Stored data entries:
Start of Block

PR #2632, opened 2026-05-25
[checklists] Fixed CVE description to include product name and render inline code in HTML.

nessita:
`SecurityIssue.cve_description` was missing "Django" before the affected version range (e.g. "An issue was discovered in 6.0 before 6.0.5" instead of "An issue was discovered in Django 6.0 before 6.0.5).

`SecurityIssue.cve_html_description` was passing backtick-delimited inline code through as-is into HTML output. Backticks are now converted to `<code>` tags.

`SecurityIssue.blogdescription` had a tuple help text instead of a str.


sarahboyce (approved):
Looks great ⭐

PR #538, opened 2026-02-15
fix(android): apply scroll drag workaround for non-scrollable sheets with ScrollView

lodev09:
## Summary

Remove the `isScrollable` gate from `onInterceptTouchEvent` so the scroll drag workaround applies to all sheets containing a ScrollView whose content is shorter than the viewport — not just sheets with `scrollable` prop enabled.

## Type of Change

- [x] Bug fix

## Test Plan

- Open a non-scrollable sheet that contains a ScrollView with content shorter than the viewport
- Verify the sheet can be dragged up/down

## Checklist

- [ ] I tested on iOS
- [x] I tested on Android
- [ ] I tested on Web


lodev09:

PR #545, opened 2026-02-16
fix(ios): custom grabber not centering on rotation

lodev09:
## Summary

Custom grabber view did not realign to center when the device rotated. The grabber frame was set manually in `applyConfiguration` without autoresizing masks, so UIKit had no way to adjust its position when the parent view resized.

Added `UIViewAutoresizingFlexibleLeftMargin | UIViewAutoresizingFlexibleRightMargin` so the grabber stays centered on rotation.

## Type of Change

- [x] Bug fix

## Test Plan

End of Block

- _WHAT IS NEEDED_
Please transcribe all of the entries precisely.

- _RESULT_
PR #2632, opened 2026-05-25
[checklists] Fixed CVE description to include product name and render inline code in HTML.

nessita:
`SecurityIssue.cve_description` was missing "Django" before the affected version range (e.g. "An issue was discovered in 6.0 before 6.0.5" instead of "An issue was discovered in Django 6.0 before 6.0.5).

`SecurityIssue.cve_html_description` was passing backtick-delimited inline code through as-is into HTML output. Backticks are now converted to `<code>` tags.

`SecurityIssue.blogdescription` had a tuple help text instead of a str.


sarahboyce (approved):
Looks great ⭐

PR #538, opened 2026-02-15
fix(android): apply scroll drag workaround for non-scrollable sheets with ScrollView

lodev09:
## Summary

Remove the `isScrollable` gate from `onInterceptTouchEvent` so the scroll drag workaround applies to all sheets containing a ScrollView whose content is shorter than the viewport — not just sheets with `scrollable` prop enabled.

## Type of Change

- [x] Bug fix

## Test Plan

- Open a non-scrollable sheet that contains a ScrollView with content shorter than the viewport
- Verify the sheet can be dragged up/down

## Checklist

- [ ] I tested on iOS
- [x] I tested on Android
- [ ] I tested on Web


lodev09:

PR #545, opened 2026-02-16
fix(ios): custom grabber not centering on rotation

lodev09:
## Summary

Custom grabber view did not realign to center when the device rotated. The grabber frame was set manually in `applyConfiguration` without autoresizing masks, so UIKit had no way to adjust its position when the parent view resized.

Added `UIViewAutoresizingFlexibleLeftMargin | UIViewAutoresizingFlexibleRightMargin` so the grabber stays centered on rotation.

## Type of Change

- [x] Bug fix

## Test Plan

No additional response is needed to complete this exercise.